A. Currently backups are automatically taken every 4 hours but only the last 2 backups are retained for active accounts. When an account is deleted, those backups are then retained for 30 days. Improvements in this area will come to the backup and restore capabiliites. Microsoft states that “When data corruption occurs and if the documents within a container are modified or deleted, delete the container as soon as possible. By deleting the container, you can avoid Azure Cosmos DB from overwriting the backups.” so ultimately you need to file a support ticket or call Azure support to restore the data from automatic online backups (but this is only possible if you are on a non-basic Azure Plan). For more information see Restore data from a backup in Azure Cosmos DB.

Q. What are Request Units or RUs?

A. A single 1k read on a single item equals 1 Request Unit or RU. Similary a single 1k write for a single item equals 5 RUs. You can estimate capacity usage through the Cosmos DB Capacity Calculator – and you can even upload a sample document. RU requirements can be affected by document item size, no of reads per sec, no of writes per sec, indexing policy, consistency model, number of queries per second. RU sizing is paid for hourly – this means if you scale it up or down you are still getting charged for that full hour!

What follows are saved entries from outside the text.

Issue #285, opened 2021-06-28
Add "mentions" to the basic_success_1 template.


ozomer:
"Mentions" is useful not only in fail cases, but also in success cases.

Another option is to create a different `basic_success_2` template, or `basic_success_with_mentions_1` template.

GarvitSinghal47:
ozomer, i will like to work on it can you plz explain some more detail about it

HennaAbbas:
@ozomer you can use the mentions parameter with the `basic_success_1` template. What slack orb version are you using? Can you try using the latest version: 4.5.2 ?

Additionally, you can use the [block kit builder](https://app.slack.com/block-kit-builder/) to create your own custom template.

HennaAbbas:
The functionality was added in the following PR:  [Add mentions to basic_success_1.json #286](https://github.com/CircleCI-Public/slack-orb/pull/286).

PR #286, opened 2021-06-28
Add mentions to basic_success_1.json

ozomer:
* Add mentions to basic_success_1 template, for a similar usecase
like in the basic_fail_1 template.

See: https://github.com/CircleCI-Public/slack-orb/issues/285


KyleTryon:
Thank you @ozomer. I think we can get away with calling this a patch as no functionality was actually changed.  Merging now.

KyleTryon (approved):

PR #291, opened 2021-08-16
Check for SLACK_WEBHOOK before SLACK_ACCESS_TOKEN [semver:patch]

Peeja:
`SLACK_WEBHOOK` is no longer supported; instead, `SLACK_ACCESS_TOKEN` and `SLACK_PARAM_CHANNEL` are used. We've been checking for those first, and bailing if they're not found. But people upgrading to 4.x won't understand the error they see about a missing `SLACK_ACCESS_TOKEN`.

Instead, check for and warn about `SLACK_WEBHOOK` first to make it clear why more setup is required.

(Source: Tried to upgrade, was confused. 😉 )

### DIFF
--- a/src/scripts/notify.sh
+++ b/src/scripts/notify.sh
@@ -104,6 +104,11 @@ FilterBy() {
 }
 
 CheckEnvVars() {
+    if [ -n "${SLACK_WEBHOOK:-}" ]; then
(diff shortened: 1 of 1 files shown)


KyleTryon (approved):
Much appreciated 🙇

PR #296, opened 2021-09-14
Update slack orb examples documentation

m0ab:
These commits will update the documentation for the examples as used by the Slack Orb to update how the node orb version is declared and update the versions of the Slack and Node orb themselves to be accurate against the current Orb versions.

### DIFF
--- a/src/examples/custom_notification.yml
+++ b/src/examples/custom_notification.yml
@@ -6,7 +6,7 @@ description: |
 usage:
   version: 2.1
   orbs:
-    slack: circleci/slack@4.1
+    slack: circleci/slack@4.4.4
   jobs:
     notify:
       docker:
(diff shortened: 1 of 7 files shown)


KyleTryon:
@m0ab Thank you for this 🙇 . Could I ask you to leave the patch version digit off of the semver examples? The patch will update too frequently and these will become out of date fairly quickly. If we can pin to a fairly stable minor version though, hopefully it would go without needing update for some time.

m0ab:
@KyleTryon Sure thing, no problem. Will fix this later today.

m0ab:
@KyleTryon I removed the patch version from the node and slack orb docs. Let me know if that looks good.

KyleTryon:
Thank you @m0ab. Apologies but I am sweeping up some maintenance and this is going to rapidly become out of date. I will make the changes to the docs at the end of this little maintenance sweep. Thank you for bringing attention to this.

PR #303, opened 2021-10-26
[semver:patch] fix: update basic success newline escaping

### LINKED ISSUE #255: Cannot get circleci/slack@4.1 to Work. invalid_arguments error
## Orb version:

This does not work
```
- slack/notify:
     event: pass
     template: basic_success_1
- slack/notify:
     event: fail
     template: basic_fail_1
```

I've tried setting the `channel` property above or a `SLACK_DEFAULT_CHANNEL` environment variable in the context. 

## What happened:

```
Posting Status
Sending to Slack Channel: *********
{
  "ok": false,
  "error": "invalid_arguments"
}
```

## Expected behavior:

Notification should be sent.

## Additional Information:

It would be helpful to add logging to help debug this.

iggy:
The basic_success_1 template doesn't escape newlines properly. Update it
to match the others (basically `s/\n/\\n/`). I see it was like this at
one point, but then the `\\n` were changed to `\n` at some point. I'm
guessing since we don't have problems with the other templates and they
all use the `\\n` format, that it should be using `\\n`.

maybe
Fixes #255

### DIFF
--- a/src/message_templates/basic_success_1.json
+++ b/src/message_templates/basic_success_1.json
@@ -23,19 +23,19 @@
 			"fields": [
 				{
 					"type": "mrkdwn",
-					"text": "*Project*:\n $CIRCLE_PROJECT_REPONAME"
+					"text": "*Project*:\\n $CIRCLE_PROJECT_REPONAME"
 				},
 				{
 					"type": "mrkdwn",
-					"text": "*Branch*:\n $CIRCLE_BRANCH"
-                },
-                {
-					"type": "mrkdwn",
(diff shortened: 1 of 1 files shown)


wyardley:
I'm seeing this as well -- would be great if someone could approve / merge this one.

gmemstr (approved):

wyardley:
@gmemstr @iggy I'm still seeing lots of extra newlines in output of various fields from various templates, even with the latest version. Will try to open a case

PR #311, opened 2021-12-02
(RE-1507) Add explicit $BASH_ENV execution

kvimber:
When calling slack notify via the orb or in a command, using `$BASH_ENV` doesn't seem to work. Adding this explicit call lets others continue to customize the command via `$BASH_ENV` and have those customizations change the slack behavior.

Testing Results (links internal to CircleCI org):

- [job](https://app.circleci.com/pipelines/github/circleci/server/21570/workflows/40b18d91-30b6-4b4b-bfbd-555542335cc1/jobs/75332) (defined in [this branch](https://github.com/circleci/server/compare/main...repro/RE-1507)) showing the `$SLACK_PARAM_MENTIONS` being set in `$BASH_ENV`, but not being read by the `slack/notify` command correctly for the [slack post]()
- [job](https://app.circleci.com/pipelines/github/circleci/server/21821/workflows/3c823a3c-e5d9-447a-814d-a7ba035d1cf7/jobs/76872) showing this fix being passed the `$SLACK_PARAM_MENTIONS` & printing the value after running the `$BASH_ENV` explicitly

Please let me know if there's anything I need or missed for this PR, I'm having trouble finding a contributor doc or guides.

### DIFF
--- a/src/scripts/notify.sh
+++ b/src/scripts/notify.sh
@@ -144,6 +144,7 @@ ShouldPost() {
 # This is done so this script may be tested.
 ORB_TEST_ENV="bats-core"
 if [ "${0#*$ORB_TEST_ENV}" = "$0" ]; then
+    # shellcheck disable=SC1090
     . $BASH_ENV
     CheckEnvVars
     . "/tmp/SLACK_JOB_STATUS"
--- a/src/scripts/notify.sh
+++ b/src/scripts/notify.sh
@@ -104,6 +104,17 @@ FilterBy() {
     fi
 }
 
+SetupEnvVars() {
+    echo "BASH_ENV file: $BASH_ENV"
+    if [ -f "$BASH_ENV" ]; then
+        echo "Exists. Sourcing into ENV"
+        # shellcheck disable=SC1090
+        . $BASH_ENV
+    else
+        echo "Does Not Exist. Skipping file execution"
+    fi
+}
+
 CheckEnvVars() {
     if [ -n "${SLACK_WEBHOOK:-}" ]; then
         echo "It appears you have a Slack Webhook token present in this job."
@@ -144,8 +155,7 @@ ShouldPost() {
 # This is done so this script may be tested.
 ORB_TEST_ENV="bats-core"
 if [ "${0#*$ORB_TEST_ENV}" = "$0" ]; then
-    # shellcheck disable=SC1090
-    . $BASH_ENV
+    SetupEnvVars
     CheckEnvVars
     . "/tmp/SLACK_JOB_STATUS"
     ShouldPost
--- a/src/scripts/notify.sh
+++ b/src/scripts/notify.sh
@@ -144,6 +144,7 @@ ShouldPost() {
 # This is done so this script may be tested.
 ORB_TEST_ENV="bats-core"
 if [ "${0#*$ORB_TEST_ENV}" = "$0" ]; then
+    . $BASH_ENV
     CheckEnvVars
     . "/tmp/SLACK_JOB_STATUS"
     ShouldPost


KyleTryon (approved):
Certainly can't hurt! Good call thank you! I am triggering the tests on our end manually now.

src/scripts/notify.sh
```diff
@@ -144,6 +144,7 @@ ShouldPost() {
 # This is done so this script may be tested.
 ORB_TEST_ENV="bats-core"
 if [ "${0#*$ORB_TEST_ENV}" = "$0" ]; then
+    . $BASH_ENV
```
KyleTryon, line 147: Add `# shellcheck disable=SC1090` to the line above to ignore this error.
https://github.com/koalaman/shellcheck/wiki/SC1090

We are safe to ignore this, the variable is known within CircleCI.

KyleTryon (changes requested):
Thank you @kvimber, could we ask you to add a comment above this line to ignore an erroneous error?

kvimber:
of course! Added in 21f6e2b

KyleTryon:
Wel... I was not expecting this, and I feel like it should be immediately obvious, I may need a moment to figure out what failed here. For some reason, we failed to load $BASH_ENV in each test, though we did clearly properly find the environment variable, we thought it was empty for some reason. Going to need to dig in here a little.

kvimber:
Thanks for figuring this out @KyleTryon & making the update super easy for me (in 9924e28)! I thought I was just getting to the point where it's big enough to warrant its own function (& I like that the name lines up perfectly with `CheckEnvVars` too), so I did that. I'm on the fence though, size-wise, so let me know if you'd rather not have it that way & I'll make it so.

I also have a bit of a preference to be verbose since CircleCI has such great folding support, you can see an example of this running in [this server step](https://app.circleci.com/pipelines/github/circleci/server/22181/workflows/4e8495c8-64fd-4897-929b-2d7c0157ebf0/jobs/78864?invite=true#step-115-169) leading to [this slack post](https://circleci.slack.com/archives/C02N8LD1LV9/p1638833904000200). Let me know if you think of better messaging here! I really appreciate your quick eyes on these, thanks for all your help!

KyleTryon:
@kvimber , @HennaAbbas and I are looking at the orb and wanted to clarify the use case here as we might have a more simple alternative. Here, you are modifying the "internal" environment variables of the orb, in order to take advantage of the existing templates. 

The alternative we were thinking about, what if instead of modifying the "internals" of the orb, you instead saved what ever value you wanted to an environment variable `MY_MENTIONS` and instead, passed this value to the orb like so:

```
- slack/notify:
          branch_pattern: production
          event: fail
          mentions: $MY_MENTIONS
          template: basic_fail_1
```

Now the above example will not work today (i believe) because the `mentions` parameter is taking in a string and I believe would print the literal environment variable name rather than its value. However, with a smaller change to the orb, we could use parameter expansion on `$SLACK_PARAM_MENTIONS` to get the "true" value, just as we do with some of our other orbs when we need to expand an environment variable: https://github.com/CircleCI-Public/aws-eks-orb/blob/0e679e924af0c0dfaf48d6cf0a5d9acc451b4995/src/scripts/create-cluster.sh#L2

What do you think?

kvimber:
Hi @KyleTryon & @HennaAbbas. I think I must be misunderstanding the option you're describing. Do we need the new variable `MY_MENTIONS`?

I tried to recreate this by passing the `mentions` param (in [this server code](https://github.com/circleci/server/compare/0093a72...cd4602f)) with the `SLACK_PARAM_MENTIONS` var & then updated [my custom slack-orb](https://app.circleci.com/pipelines/github/circleci/server/22434/workflows/6306c59c-a041-4b04-9f27-0601d92d7e37/jobs/80366?invite=true#step-115-2) to run that line you mentioned & ignore this PR code. Doing that, you can see in the output that the env var isn't set and that shows on the [corresponding slack notification](https://circleci.slack.com/archives/C02N8LD1LV9/p1639007715000300).

KyleTryon:
> Hi @KyleTryon & @HennaAbbas. I think I must be misunderstanding the option you're describing. Do we need the new variable `MY_MENTIONS`?
> 
> I tried to recreate this by passing the `mentions` param (in [this server code](https://github.com/circleci/server/compare/0093a72...cd4602f)) with the `SLACK_PARAM_MENTIONS` var & then updated [my custom slack-orb](https://app.circleci.com/pipelines/github/circleci/server/22434/workflows/6306c59c-a041-4b04-9f27-0601d92d7e37/jobs/80366?invite=true#step-115-2) to run that line you mentioned & ignore this PR code. Doing that, you can see in the output that the env var isn't set and that shows on the [corresponding slack notification](https://circleci.slack.com/archives/C02N8LD1LV9/p1639007715000300).

Sorry for the delay.

Yes that sounds right. My thinking is, within the context of your job, perhaps you set an environment variable `MY_ENV`, this will need to be added to `BASH_ENV`. This is very similar to how Dynamic Templates are suggested here: https://github.com/CircleCI-Public/slack-orb/wiki/Dynamic-Templates.

We would just need to ensure that environment variables were evaluated so they do not post the literal string `$MY_ENV`

kvimber:
No worries Kyle, thanks for the reply! Looking at the Dynamic Templates doc made me think that perhaps I was just including the variable wrong. [Fixing that](https://github.com/circleci/server/commit/c25e6137987f9862ec6a5ec70f47c7127e3e8c6a) doesn't seem to have helped though.

I'm including the `SLACK_PARAM_MENTIONS` variable in the `BASH_ENV` as we've discussed and at the above "my custom slack-orb" link, you can see I'm executing the line to evaluate the environment variable, but sadly [that doesn't work](https://app.circleci.com/pipelines/github/circleci/server/23108/workflows/2ad17be7-e044-4cb1-a5fd-d8f3b6755917/jobs/84233?invite=true#step-115-170) ([slack notification](https://circleci.slack.com/archives/C02N8LD1LV9/p1639518739000100)). So either I must be misunderstanding something, or the approach you're suggesting doesn't work. I'd be happy to pair on this with you to show what's going on in the code so we can figure out which of these it is.

EricRibeiro:
Thank you @kvimber!

Awesome stuff you have going here 👏. I am going to take this off Kyle's hand and have a look at what might be the issue.

EricRibeiro (approved):
Thank you!

PR #317, opened 2022-01-12
Feat: Add environment variable support to the "mentions" parameter [semver:minor]

EricRibeiro:
As [proposed](https://github.com/CircleCI-Public/slack-orb/pull/311#issuecomment-988205044) in the PR #311, this change adds support for an environment variable in the [mentions](https://github.com/CircleCI-Public/slack-orb/blob/master/src/commands/notify.yml#L33) parameter.

Acceptable arguments now are:

- Environment variable
```
      - slack/notify:
          template: basic_success_1
          mentions: "$MY_MENTION"
          event: always

```

- Direct mention:
```
- slack/notify:
          template: basic_fail_1
          mentions: "@orbs"
          event: always
```

- Empty
```
      - slack/notify:
          template: basic_success_1
          event: always
```

Since we need a way to differentiate direct mentions from env variables, the env variable parameter has to contain the "$" (dollar sign).

### DIFF
--- a/.circleci/config.yml
+++ b/.circleci/config.yml
@@ -62,12 +62,20 @@ jobs:
           name: Verify SLACK_JOB_STATUS is written
           command: |
             grep "pass" /tmp/SLACK_JOB_STATUS
+      - run:
+          name: Export mention variable
+          command: |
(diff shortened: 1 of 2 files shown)


EricRibeiro:
#322 is looking better than this one, so I'm closing it to avoid confusion.

PR #324, opened 2022-01-24
[semver:patch] Sudo fix

brivu:


.circleci/config.yml
```diff
@@ -102,7 +102,7 @@ workflows:
       - orb-tools/lint
       - shellcheck/check:
           dir: ./src/scripts
-          exclude: SC2148,SC2001,SC1091,SC2086,SC2116,SC2046,SC2005,SC2002
+          exclude: SC2148,SC2001,SC1091,SC2086,SC2116,SC2046,SC2005,SC2002,SC2039
```
KyleTryon, line 105: ^ Why was this added

EricRibeiro: This line was added to support the operator `&>`. But, as we can't compromise sh POSIX compliance, I went back on this change and used an alternate operator.

EricRibeiro (approved):
All good!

Q. What are the Cosmos APIs?

A. Cosmos DB provides multiple APIs which are programming models that you can use to develop against the underlying storage engine using a familiar language and environment of choice. Currently, the models that are supported include:

  • etcd API (according to Rancher) is a distributed and reliable key-value store first developed by CoreOS and now open-sourced and managed by the Cloud Native Computing Foundation serving as a reliable way of storing data across a cluster of servers. In the context of Cosmos DB, etcd allows you to use etcd API as the backend store for AKS. This provides developers to scale Kubernetes state management on a fully managed cloud native PaaS service. It is currently in private preview and (unlike the other APIs) cannot be deployed through the portal, CLI, or SDKs. It can only be provisioned via ARM templates. See Introduction to the Azure Cosmos DB etcd API.
  • SQLAPI is Microsoft’s Document API providing JSON document storage and is formally known as Azure DocumentDB. It provides a SQL like query syntax,  and a JavaScript programming model.
  • Table API is Microsoft’s Key/ Value store and a future replacement for Azure Table Storage. Since the Cosmos API provides improved scalability benefits, Azure Table Storage is deprecated and accounts will be migrated across by Microsoft over time.
  • Mongo DB API – TBC
  • Cassandra API – TBC
  • Graph API – TBC

Q. What Programming Languages can I develop against the Cosmos APIs?
A. TBC

Q. What are Cosmos DB Multi-masters?
A. Cosmos DB provides the ability to Geo-replicate your database at the click of a button. Multi-Master Replicas provide write scale since every replica is writeable and this can reduce the latency writing to Cosmos DB from the respective Geographic region. Writes to a non-multi-master would otherwise need to be re-routed to the region master.

Q. How is Cosmos DB data physically stored in each API?
A. Regardless of the API chosen, Cosmos DB stores all data in ARS format (Atom Record Sequence). This presents some interesting posibilities for supporting multiple Cosmos APIs and interoperability scenarios. For the time being, your chosen Cosmos DB API will dictate the way in which you query the underlying ARS data.